- Activity: The required output is the exact run of lines below that opens at the line with "Add frontier client to py3 path" and closes at the line with "[cc @mmusich and @dmeuser]".

———

PR #2678, opened 2016-11-25
Python via pip in cmsdist

davidlange6:
Introduce the ability to build python packages from pip. More testing is certainly needed, however current implementation checks for any dependencies being installed by pip and fails in the case that there are (so still a one to one mapping of python package to spec file). 

Two examples are added (py2-configparser and py2-entrypoints) that confirm that dependencies are handled correctly (both are part of the stack of dependencies that jupiter depends on).

The main outstanding issue is to retain the source somehow..

Otherwise, I add rootpy (which I will eventually change to install via pip...)

### DIFF
--- a/build-with-pip.file
+++ b/build-with-pip.file
@@ -9,7 +9,7 @@ BuildRequires: py2-pip
 %build
 
 pip list
-pip install -t %{i}/$PYTHON_LIB_SITE_PACKAGES  %{my_name}==%{realversion}
+pip install --no-deps -t %{i}/$PYTHON_LIB_SITE_PACKAGES  %{my_name}==%{realversion}
 #see how many things got installed
 if [ `ls -d %{i}/$PYTHON_LIB_SITE_PACKAGES/*info | wc -l` == "1" ] ; then
    echo "Pip installed just what you asked for"
--- a/build-with-pip.file
+++ b/build-with-pip.file
@@ -1,20 +1,20 @@
 %define my_name %(echo %n | cut -f2 -d-)
 Source: none
 
+Requires: python
 BuildRequires: py2-pip
 
 %prep
 
 %build
 
-%define pythonVersion %(python -V |& cut -f2 -d' ' | cut -f1-2 -d.)
-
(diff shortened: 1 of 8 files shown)


build-with-pip.file
```diff
@@ -0,0 +1,25 @@
...
+
+Requires: python
+BuildRequires: py2-pip
+
+%prep
+
+%build
+
+pip list
+pip install --no-deps -t %{i}/$PYTHON_LIB_SITE_PACKAGES  %{my_name}==%{realversion}
```
smuzaffar: @davidlange6 , try the following. It allows pip to use our py2 tools
```
export PYTHONUSERBASE=%i
pip list
pip install --user %{my_name}==%{realversion}
```
and pip sysy
```
+ pip install --user entrypoints==0.2.2
Collecting entrypoints==0.2.2
  Using cached entrypoints-0.2.2-py2.py3-none-any.whl
Requirement already satisfied: configparser>=3.5; python_version == "2.7" in /var/build/muz/pip/w/slc6_amd64_gcc530/external/py2-configparser/3.5.0/lib/python2.7/site-packages (from entrypoints==0.2.2)
Installing collected packages: entrypoints
Successfully installed entrypoints-0.2.2
```

davidlange6:
Needs https://github.com/cms-sw/pkgtools/pull/134
@smuzaffar -can you offer more advice for cleaning this up?

smuzaffar:
@davidlange6 , looks good to me.
Looks like this is going to grow the PYTHONPATH a lot. Should we introduce a meta package for example py2-pip-packages.spec which basically depend on all the py2-* pip based packages and all it does is to rsync py2 packages in on single directory and we make cmssw only depend on this mate package. This way we will have only one directory (for these pip based packages) in PYTHONPATH?

smuzaffar:
please test
pkgtools changes are now in, so test should work now

davidlange6:
ah - must be me… will look tomorrow..

smuzaffar:
ok, was going to remind you

davidlange6:
please test

davidlange6:
Interface change that my unit tests need to adapt to..

PR #2680, opened 2016-11-25

fwyzard:


fwyzard:
please test

fwyzard:
This should be included in CMSSW only on top of https://github.com/cms-sw/cmssw-config/pull/56 .

smuzaffar:
no need to have it for gcc620. Once included in gcc530 then it should be forward ported to gcc620

PR #2681, opened 2016-11-25

fwyzard:


fwyzard:
please test

fwyzard:
This should be included in CMSSW only on top of https://github.com/cms-sw/cmssw-config/pull/56 .

intel-vtune.spec
```diff
@@ -0,0 +1,25 @@
...
+
+mkdir -p %i/etc/scram.d
+cat << \EOF_TOOLFILE >%i/etc/scram.d/intel-vtune.xml
+<tool name="intel-vtune" version="%{realversion}">
+  <info url="https://software.intel.com/en-us/intel-vtune-amplifier-xe"/>
+  <lib name="ittnotify"/>
+  <client>
+    <environment name="INTEL_VTUNE_BASE" default="/afs/cern.ch/sw/IntelSoftware/linux/x86_64/xe2017/vtune_amplifier_xe_%{realversion}"/>
+    <environment name="INCLUDE" default="$INTEL_VTUNE_BASE/include"/>
+    <environment name="LIBDIR" default="$INTEL_VTUNE_BASE/lib64"/>
```
smuzaffar, line 17: this directory contains libstdc++. this can cause problems. Looks like vtune executables linked with full path e.g.
```
        libstdc++.so.6 => /afs/cern.ch/sw/IntelSoftware/linux/x86_64/xe2017/vtune_amplifier_xe_2017.0.2.478468/bin64/./../lib64/libstdc++.so.6 (0x00007f4003603000)
```
So I guess we can drop it and instead add
```
<flags LDFLAGS="$(INTEL_VTUNE_BASE)/lib64"/>
```

fwyzard:
@smuzaffar I see your point, however that does not seem to happen: after setting up the intel-vtune tool in CMSSW, I do not see its library path added to LD_LIBRARY_PATH:
```
$ cmsenv
$ echo $LD_LIBRARY_PATH | tr : \\n
/data/user/fwyzard/IntelWorkshop/CMSSW_9_0_X_2016-11-24-2300/biglib/slc6_amd64_gcc530
/data/user/fwyzard/IntelWorkshop/CMSSW_9_0_X_2016-11-24-2300/lib/slc6_amd64_gcc530
/data/user/fwyzard/IntelWorkshop/CMSSW_9_0_X_2016-11-24-2300/external/slc6_amd64_gcc530/lib
/cvmfs/cms-ib.cern.ch/week0/slc6_amd64_gcc530/cms/cmssw-patch/CMSSW_9_0_X_2016-11-24-2300/biglib/slc6_amd64_gcc530
/cvmfs/cms-ib.cern.ch/week0/slc6_amd64_gcc530/cms/cmssw-patch/CMSSW_9_0_X_2016-11-24-2300/lib/slc6_amd64_gcc530
/cvmfs/cms-ib.cern.ch/week0/slc6_amd64_gcc530/cms/cmssw-patch/CMSSW_9_0_X_2016-11-24-2300/external/slc6_amd64_gcc530/lib
/cvmfs/cms-ib.cern.ch/2016-48/slc6_amd64_gcc530/cms/cmssw/CMSSW_9_0_X_2016-11-22-2300/biglib/slc6_amd64_gcc530
/cvmfs/cms-ib.cern.ch/2016-48/slc6_amd64_gcc530/cms/cmssw/CMSSW_9_0_X_2016-11-22-2300/lib/slc6_amd64_gcc530
/cvmfs/cms-ib.cern.ch/2016-48/slc6_amd64_gcc530/external/llvm/4.0.0-oenich/lib64
/cvmfs/cms-ib.cern.ch/2016-48/slc6_amd64_gcc530/external/gcc/5.3.0/lib64
/cvmfs/cms-ib.cern.ch/2016-48/slc6_amd64_gcc530/external/gcc/5.3.0/lib
```

smuzaffar:
@fwyzard , ah right. SCRAM only adds the path in LD_LIBRARY_PATH if tool has explicitly ask it to do so 
```
<runtime name="LD_LIBRARY_PATH" value="$TOOL_BASE/lib64" type="path"/>
```
so this toolfile should be fine.

intel-vtune.spec
```diff
@@ -0,0 +1,25 @@
...
+    <environment name="BINDIR" default="$INTEL_VTUNE_BASE/bin64"/>
+  </client>
+  <runtime name="PATH" value="$INTEL_VTUNE_BASE/bin64" type="path"/>
+  <runtime name="VTUNE_AMPLIFIER_XE_2017_DIR" value="$INTEL_VTUNE_BASE"/>
+  <runtime name="INTEL_LICENSE_FILE" value="28518@lxlicen01.cern.ch,28518@lxlicen02.cern.ch,28518@lxlicen03.cern.ch" type="path" handler="warn"/>
+</tool>
+EOF_TOOLFILE
+
+## IMPORT scram-tools-post
```
smuzaffar: I am not sure, if this is going to create the correct init.sh and init.csh files. As you do not have an explicit -toofile, so I would suggest to not import scram-tools-post but just add explicit %post section like https://github.com/cms-sw/cmsdist/blob/IB/CMSSW_9_0_X/gcc530/scram-tools-post.file#L19 (use INTEL_VTUNE instead of %{BaseTool}_TOOLFILE).

intel-vtune.spec
```diff
@@ -0,0 +1,25 @@
...
+  <lib name="ittnotify"/>
+  <client>
+    <environment name="INTEL_VTUNE_BASE" default="/afs/cern.ch/sw/IntelSoftware/linux/x86_64/xe2017/vtune_amplifier_xe_%{realversion}"/>
+    <environment name="INCLUDE" default="$INTEL_VTUNE_BASE/include"/>
+    <environment name="LIBDIR" default="$INTEL_VTUNE_BASE/lib64"/>
+    <environment name="BINDIR" default="$INTEL_VTUNE_BASE/bin64"/>
+  </client>
+  <runtime name="PATH" value="$INTEL_VTUNE_BASE/bin64" type="path"/>
+  <runtime name="VTUNE_AMPLIFIER_XE_2017_DIR" value="$INTEL_VTUNE_BASE"/>
+  <runtime name="INTEL_LICENSE_FILE" value="28518@lxlicen01.cern.ch,28518@lxlicen02.cern.ch,28518@lxlicen03.cern.ch" type="path" handler="warn"/>
```
smuzaffar: drop this one too, I will set it via intel-license toolfile

fwyzard: OK - but there is not such toolfile for the time being. Do you want me to add one ?

smuzaffar: I have added a one here 
https://github.com/cms-sw/cmsdist/commit/7cfbfa592f8a8dfeb77d5058423ed82a44c86871 
it should be available in next IB

intel-vtune.spec
fwyzard: You mean like
```
%post
if [ "$CMS_INSTALL_PREFIX" = "" ] ; then CMS_INSTALL_PREFIX=$RPM_INSTALL_PREFIX; export CMS_INSTALL_PREFIX; fi
%{relocateConfig}etc/scram.d/*.xml
echo "INTEL_VTUNE_ROOT='$CMS_INSTALL_PREFIX/%{pkgrel}'" > $RPM_INSTALL_PREFIX/%{pkgrel}/etc/profile.d/init.sh
echo "set INTEL_VTUNE_ROOT='$CMS_INSTALL_PREFIX/%{pkgrel}'" > $RPM_INSTALL_PREFIX/%{pkgrel}/etc/profile.d/init.csh
```
?

But there is nothing to relocate, and there is nothing that makes use of $INTEL_VTUNE_ROOT .
Maybe I should just have an empty `%post` section ?

smuzaffar: scramv1-tool-conf.file (which collects all toolfiles and bundle them in tool-conf) needs to access the ```<tool>_ROOT``` env. So each tool should set it. 
If you provide an empty %post section then cmsBuild is anyway going to generate init.sh with default values for ROOT, VERSION, PATH, LD_LIBRARY_PATH etc (just a standard init.sh file). As for toofiles we do not need any of these that is why we re-create init.* with only _ROOT variable in them.

fwyzard:
Understood, thanks. I'll fix it.

fwyzard:
please test

fwyzard:
The error does not seem to come from this PR ?

smuzaffar:
@fwyzard , forgot to mention that you need to add ```intel-vtune``` dependency in cmssw-tool-conf.spec file. Without that this tool is not going to be part of cmssw.  You should remove INTEL_LICENSE_FILE too which is now available in cmssw 90C IBs via intel-license tool.

fwyzard:
please test

fwyzard:
please test

fwyzard:
> @fwyzard , forgot to mention that you need to add intel-vtune dependency in cmssw-tool-conf.spec file. Without that this tool is not going to be part of cmssw. You should remove INTEL_LICENSE_FILE too which is now available in cmssw 90C IBs via intel-license tool.

Both should be done. 

Should there be an explicit dependency on intel-license ?  How does one make sure it ends up in the "selected" tools instead of the "available" ones ?

smuzaffar:
All tools build via cmssw-tool-conf are by default selected unless explicitly ignored. intel-license is not ignored , so it should be selected and should already be visible in 90X IBs.

Issue #2686, opened 2016-11-28
Update fastjet-contrib to 1.025


mseidel42:
Hi all,

would it be possible to update fastjet-contrib from 1.020 to 1.025?
It includes some new energy correlations, see arXiv:1609.07483v1

Cheers,
Markus

iahmad-khan:
@intrepid42 the new version 1.25 have some problems with cmssw:

https://github.com/cms-sw/cmsdist/pull/2687#issuecomment-263540927


can you propose changes by making a pull request to either https://github.com/cms-externals/fastjet-contrib/tree/cms/v1.25 or cmssw

mseidel42:
Hm, it seems that the ConstituentSubtractor::use_common_bge_for_rho_and_rhom() disappeared with version > 1.0.0 of that contrib :(

smuzaffar:
@intrepid42 , should we close this issue or can you propose changes for cmssw?

davidlange6:
closing given no response here.

mseidel42:
Hi, I can just remove the call to use_common_bge_for_rho_and_rhom() so that everything compiles but I do not know if it is needed by someone/something.

@rappoccio, as you added the ConstituentSubtraction, could you comment, please?

rappoccio:
If the use_common_bge_for_rho_and_rhom method is gone it can probably just be commented out. Granted, basically no one is really using this anyway. 

We would still need to go through the exercise of ensuring thread safety for the contrib as we've done in the past.

PR #2687, opened 2016-11-29
updates fastjet-contrib to v1.25

iahmad-khan:
https://github.com/cms-sw/cmsdist/issues/2686


iahmad-khan:
please test

intrepid42:
Hi, I can just remove the call to use_common_bge_for_rho_and_rhom() so that everything compiles but I do not know the physics motivation behind that option -> it might be needed by someone.

@rappoccio, as you added the ConstituentSubtraction, could you comment, please?

PR #2692, opened 2016-11-29
added herwigpp bin in PATH; created herwig wrapper to use --repo option

smuzaffar:


smuzaffar:
please test

smuzaffar:
this is just a rebuild of herwigpp which properly relocate various herwig files and creates Herwig wrapper

PR #2704, opened 2016-12-05

fwyzard:
Add back a tool file for Intel VTune.
It does not export the ittnotify library dependency any more (that lives in the ittnotify tool) and is an optional tool.

The idea is for people to be able to just do
```
scram setup intel-vtune
cmsenv 
```
in order to use it.


fwyzard:
please test

PR #5272, opened 2019-10-10
Add frontier client to py3 path

mrodozov:
Add the %{i}/python/lib to PY3 path to have the py pkg in PY3 IBs.


mrodozov:
please test

PR #5281, opened 2019-10-17
include  py2-pycuda fir not ppc64

smuzaffar:
PowerPC Ibs are failing to due missing cuda. This PR include pycuda only for non ppc64le archs


smuzaffar:
please test

PR #5308, opened 2019-10-28
Update cms-git-tools.spec

smuzaffar:
this includes https://github.com/cms-sw/cms-git-tools/pull/107 which shoudl fix the issue mentioned https://github.com/cms-sw/cms-git-tools/pull/106#issuecomment-546894038


smuzaffar:
I have tested this locally and it works. I am merging it now and will force build an IB so that 23h IB can be a patch release to test the new changes

PR #5309, opened 2019-10-29
Update millepede to version V04-06-00

### LINKED ISSUE #5307: Update millepede version
Dear experts, 
[cc @mmusich and @dmeuser]
We would like to update to a more recent release of millepede than is currently included as an external. As the last time an update was made was several years ago, and the person who took care of it at the time has since left CMS, we're not 100% sure of the procedure. Is all there is to it to update this file: https://github.com/cms-sw/cmsdist/blob/IB/CMSSW_11_0_X/master/millepede.spec with the version of the programme that we want to include? Is there a way for us to test locally that the correct version is being included, or do we fully rely on the CI tests once a PR is made? Any pointers would be appreciated.

mrodozov:
Resolves #5307

### DIFF
--- a/millepede.spec
+++ b/millepede.spec
@@ -1,4 +1,4 @@
-### RPM external millepede V04-03-08
+### RPM external millepede V04-06-00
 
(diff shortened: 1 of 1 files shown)


mrodozov:
please test

mrodozov:
+externals

fabiocos:
+1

———

- Task result:
Add frontier client to py3 path

mrodozov:
Add the %{i}/python/lib to PY3 path to have the py pkg in PY3 IBs.


mrodozov:
please test

PR #5281, opened 2019-10-17
include  py2-pycuda fir not ppc64

smuzaffar:
PowerPC Ibs are failing to due missing cuda. This PR include pycuda only for non ppc64le archs


smuzaffar:
please test

PR #5308, opened 2019-10-28
Update cms-git-tools.spec

smuzaffar:
this includes https://github.com/cms-sw/cms-git-tools/pull/107 which shoudl fix the issue mentioned https://github.com/cms-sw/cms-git-tools/pull/106#issuecomment-546894038


smuzaffar:
I have tested this locally and it works. I am merging it now and will force build an IB so that 23h IB can be a patch release to test the new changes

PR #5309, opened 2019-10-29
Update millepede to version V04-06-00

### LINKED ISSUE #5307: Update millepede version
Dear experts, 
[cc @mmusich and @dmeuser]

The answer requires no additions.